Конопатый Дона со стоном перевалился с боку на бок, выставил перед собой ногу со вполне настоящими синяками и весьма убедительным ожогом-мастыркой. Звякнула цепь, сочувственно охнули зрители, сплюнул в его сторону один из подельников. Кровью харкнул во всю пасть: из-за тебя, гнида, все тут маемся… По ту сторону решетки намечалось веселое представление, куда там площадному. Такое не каждый кукольник разыграет, как мелкая языкатая девка-летучая мышь, которая совершенно задарма давала спектакль двум самого что ни на есть фарисейского вида купеческим слугам. Мол, зовет купец стезю порока оставить да честную жизнь начать… ах честную жизнь, кверху задом, только даром? Да еще полы мой? Идите отсюда, и… прилепитесь к женам своим, руки ж Господь дал, если прочего не оставил, а честную девушку оставьте в покое. У слуг терпения надолго не хватило. Постные гримасы с физиономий быстро сошли, и началась роскошная свара — базарная, балаганная.

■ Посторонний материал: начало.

PR #10659, opened 2020-08-15
Account for removal of financial functions in numpy 1.20

mhvk:
For once, I may have made the fix before @pllim found the problem! (But I had warning from failures with numpy and astropy-dev in my own package...). Numpy is removing the financial functions and that causes failures because I accessed these just to then ignore them for anything `Quantity` related. So, the fix is just to ignore them more.

Should be easy to backport...

EDIT: measure of success is that tests pass, with the -dev run only giving the trim-zeroes error.

### DIFF
--- a/astropy/units/quantity_helper/function_helpers.py
+++ b/astropy/units/quantity_helper/function_helpers.py
@@ -42,7 +42,8 @@ import numpy as np
 
 from astropy.units.core import (
     UnitsError, UnitTypeError, dimensionless_unscaled)
-from astropy.utils.compat import NUMPY_LT_1_17, NUMPY_LT_1_18
+from astropy.utils.compat import (NUMPY_LT_1_17, NUMPY_LT_1_18,
+                                  NUMPY_LT_1_20)
 from astropy.utils import isiterable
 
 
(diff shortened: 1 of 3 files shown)


mhvk:
Actually, it looks like this is slightly premature - numpy-dev has been updated, but the nightly not yet.

pllim:
> but the nightly not yet

Yeah, we use the "nightly" wheel that's actually weekly.

pllim:
So, I see this error in `master` cron build now. Is this what you are trying to fix or is this something else?
```
AttributeError: In accordance with NEP 32, the function fv was removed from NumPy version 1.20.  A replacement for this function is available in the numpy_financial library: https://pypi.org/project/numpy-financial
ERROR: InvocationError for command .../pytest --pyargs astropy /home/travis/build/astropy/astropy/docs --remote-data=any (exited with code 1)
```

mhvk:
Yes, that's it! I've restarted the numpy-dev travis run to check that this PR indeed fixes the problem...

mhvk:
Just to be sure, the master cron job fails for numpy==1.20.0.dev0+986e533 (see https://travis-ci.org/github/astropy/astropy/jobs/718551567), with pytest not even getting to run. The same numpy version will not prevent runs here (though there are still the `trim_zeros` and a lot of URL timeouts).

pllim:
I'll take that as agreement. Thanks! 😸

mhvk:
OK, great! (I'm actually less than pleased that the numpy upgrade *broke* the pytest run, but will leave that for another PR... Fortunately, removal of functions is quite rare...)

pllim:
Module level `__getattr__` not possible here until we drop Python 3.6, see astropy/astropy-APEs#62

mhvk:
@pllim - the `__getattr__` is used inside numpy - for possible use with already released versions of astropy. For any new versions, the changes here should suffice. Nicely, the changes in numpy will not need any changes here, since the financial functions are still not present in the numpy namespace.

— Де-евушку? Да ты забыла, когда девушкой была, а честной-то и вспоминать нечего, отродясь же… Шалава же бесстыжая как есть, грешница, блудница Вавилонская! Добром тебе говорю — хватит блудить!

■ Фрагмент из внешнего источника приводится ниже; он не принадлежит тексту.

PR #10833, opened 2020-10-12
Fix interpolator

maxnoe:
Adresses a copy paste error and a general comment by @mhvk and @mkbrewer by completely removing the special casing in the erfa interpolator.

See also the initial discussion in #10647 on this special casing.

### DIFF
--- a/astropy/coordinates/erfa_astrom.py
+++ b/astropy/coordinates/erfa_astrom.py
@@ -213,10 +213,6 @@ class ErfaAstromInterpolator(ErfaAstrom):
             For this function, a CIRS frame is expected.
         '''
         obstime = frame_or_coord.obstime
-        # no point in interpolating for a single value
-        if obstime.size == 1:
-            return super().apci(frame_or_coord)
-
         support = self._get_support_points(obstime)
 
         cip = self._get_cip(support, obstime)
@@ -239,9 +235,6 @@ class ErfaAstromInterpolator(ErfaAstrom):
         '''
         obstime = frame_or_coord.obstime
         # no point in interpolating for a single value
-        if obstime.size == 1:
-            return super().apcs(frame_or_coord)
-
         support = self._get_support_points(obstime)
 
         # get the position and velocity arrays for the observatory.  Need to
--- a/astropy/coordinates/erfa_astrom.py
+++ b/astropy/coordinates/erfa_astrom.py
@@ -240,7 +240,7 @@ class ErfaAstromInterpolator(ErfaAstrom):
         obstime = frame_or_coord.obstime
         # no point in interpolating for a single value
         if obstime.size == 1:
-            return super().apci(frame_or_coord)
+            return super().apcs(frame_or_coord)
 
         support = self._get_support_points(obstime)
 


astropy/coordinates/erfa_astrom.py
```diff
@@ -239,9 +235,6 @@ def apcs(self, frame_or_coord):
         '''
         obstime = frame_or_coord.obstime
         # no point in interpolating for a single value
-        if obstime.size == 1:
-            return super().apci(frame_or_coord)
```
maxnoe, line 243: This should have been apcs

mkbrewer:
This new `ErfaAstrom` class is somewhat unfortunate in that it adds another level of complexity to getting CIRS right. `apci` should never be called. The proper way to transform from ICRS to CIRS (both topocentric and geocentric) is exactly the same as ICRS to GCRS with the addition of two lines of code after the call to `apcs`:
```
x, y, s  = get_cip(jd1_tt, jd2_tt)
astrom['bpn'] = erfa.c2ixys(x, y, s)
```
In that way, the resulting CIRS frame will be all set for correct transformation to AltAz without the need for observatory coordinates as they will be already built in and the proper diurnal aberration containing both velocity and position components will be calculated by `atciqz` (see issue #10356).

Since you are interested in performance, try profiling a call to `get_body().transform_to(AltAz())` using the same `EarthLocation` for both to see all of the ugliness that currently occurs.

maxnoe:
@mkbrewer I don't think your comment is relevant to this PR or the addition of this class.

You make a general point on how the astropy transformations currently work, which is not dependent on this implementation.
If you are correct, the only thing that needs to change then is the calls in the transformation functions. 
Nothing in this class makes that more complicated.

maxnoe:
Also, the documentation of `apci` states:

> For a terrestrial observer, prepare star-independent astrometry parameters for transformations between ICRS and geocentric CIRS coordinates.

Why should this never be called? It sounds perfectly appropriate.

mkbrewer:
In the long run, what I'd like to see is: 
```
                                     -> TETE                                            
ICRS/BCRS -> astrometric -> GCRS -> |            -> HADec
                                     -> CIRS -> |
                                                 -> AltAz
```
But I'm beginning to think that may never happen in my lifetime.

mkbrewer:
The operative word there is "geocentric". As you can easily see, `apci` just calls `apcg`which then calls `apcs` after setting the observer's position and velocity to zero. This precludes the possibility of a topocentric CIRS frame which is required in order to properly calculate diurnal aberration including the effect of diurnal parallax.

StuartLittlefair:
@mkbrewer theres a couple of points to make about your comments. 

The first is that @maxnoe is right, this isn’t  really the PR for these discussions. 

The second is that at the moment you perhaps aren’t aware there is no one route from ICRS to CIRS. There is a frame transform graph and a direct route or a route through GCRS is possible. 

The final point is that astropy is largely written by volunteers all of whom are extremely busy with other things. I for one am trying to find time to address the really helpful comments you’ve made and the issues you’ve raised. We’ll get there but please show some patience.

mkbrewer:
@StuartLittlefair I'm very glad to see that you are considering the things that I bring up. As there has never been a single comment, let alone an extended discussion that I'd be happy to join in on regarding issue #10356, it is easy for me to think that no one is even looking at that. That's why I bring it up as often as I can. I'm sorry if doing so is deemed inappropriate here, so I'll shut up.

StuartLittlefair:
@mkbrewer that is a perfectly valid point. We are working on it. TETE is probably coming first, then more precise CIRS. 

Astrometric is the hardest as it requires us to sort out how to include space motion for a melange of solar system bodies and stars and miscellaneous others, although we could implement the frame in a fudged manner at present - but we can discuss that in the PR when it shows up.

mkbrewer:
I thought PR #10404 was a good start on that.

maxnoe:
Sorry, this is again a meta comment, but I think it not an appropriate reaction that if one is unhappy with the attention an issue is receiving to bring it up in other issues or pull request that seem tangentially related.

Keep discussions on topic.

mkbrewer:
Your and Stuart's objections have been noted. I'm sorry if I have caused offense. That was in no way my intention. I shall henceforth keep my thoughts to myself, unless my comments are solicited.

mhvk (approved):
@maxnoe - yes, I think this is the best route! For a single point, everything is so slow already that a bit of an extra overhead really doesn't matter. And now we know it will be fine too!

Thanks for the quick turn-around!

mhvk:
@mkbrewer - as @StuartLittlefair noted,  your comments and suggestions are very helpful in getting astropy to reach full precision (and for me to understand astrometry better!), and we will get there. So, please do continue to ping us if it seems nothing is happening for a while and you have a suggestion. But the best place is probably in either the issue you raised already or one of the slowly-getting-there PRs #10404 or #10666 (I use the github mode where once I comment on an issue/PR, I keep getting subsequent messages), if only so that the suggestions do not get lost. Thanks!

mhvk:
p.s. @mkbrewer - on your specific [comment[https://github.com/astropy/astropy/pull/10833#issuecomment-707197447], I think the design of the interpolator class that we ended up with allows for easy extension to dealing with a new or improved branch of the transform graph, so in that sense there is nothing lost. Anyway, discussion for elsewhere!

mkbrewer:
OK, will do. I didn't mean to sound critical with that comment (although I probably did). I just thought Max might be interested in looking at the bigger picture as it pertained to his class. It seems that he would rather stay strictly focused on the issue at hand though, which I completely understand. I have a bad habit of going all OT on things. Something that I need to work on being better about.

— Я-то честная! Я сроду незаработанных денег не брала — и поля к полю не прирезала, и в рост не давала, и ткань не мочила. А что мое поле чужие люди пашут, так это не купеческого ума дело. А вы подите, игольное ушко себе найдите, да протиснитесь, потому что верблюды вы самые и есть — вон как губу раскатали — только настоящий верблюд царствие небесное раньше увидит. Будь девка попугливее, осади назад перед двумя слугами явно не последнего человека, может, за нее и вступились бы — а тут только подбадривали свистом, улюлюканьем да гоготом. Да уж, если не взбеленится и в драку не бросится, или хвост не подожмет, заработает она тут сегодня внятно. Уж больно хорошо. Валяешься на гнилой соломе, ждешь очередного допроса с пристрастием — а тут тебе представление.
— Наши грехи — малые, по слабости. А уж не тебе ли сказано было — не прелюбодействуй! Ты же скверным ремеслом кормишься, да заразу всякую разносишь! Вон как намазалась-то!
— Господь наш блудницу спас, а вот чтоб он за фарисеев заступался, я не помню. Мало, что вы, ослы и онагры, из веселых домов не вылезаете, так захотелось дома и на дармовщинку? Сестрички, поглядите — от которой из вас эти уроды утром ушли? Неужто не запомнили? Или спали просто, потому что они ж копаются так что не почувствуешь и снаряд ихний мухе не в пору… Прибежал мальчишка на побегушках, что при стражниках ошивается, пока до службы не дорос, что-то на ухо страже шепчет, руками размахивает. Конец представлению, подумал Дона — и не ошибся:
— Ежели, — говорит стражник с короткой пикой, — сейчас и отсюда все уважаемые и прочие не уйдут… то будут задержаны. Будете тогда из соседних камер хоть до утра свариться. Второй просто вздыхает, руками разводит, в сторону выхода кивает — пожалуйте, мол, прочь отсюда. Самим жалко, конечно — но неровен час заглянет кто-нибудь чином повыше, так потом не оберешься, не расплатишься. А место наше хлебное.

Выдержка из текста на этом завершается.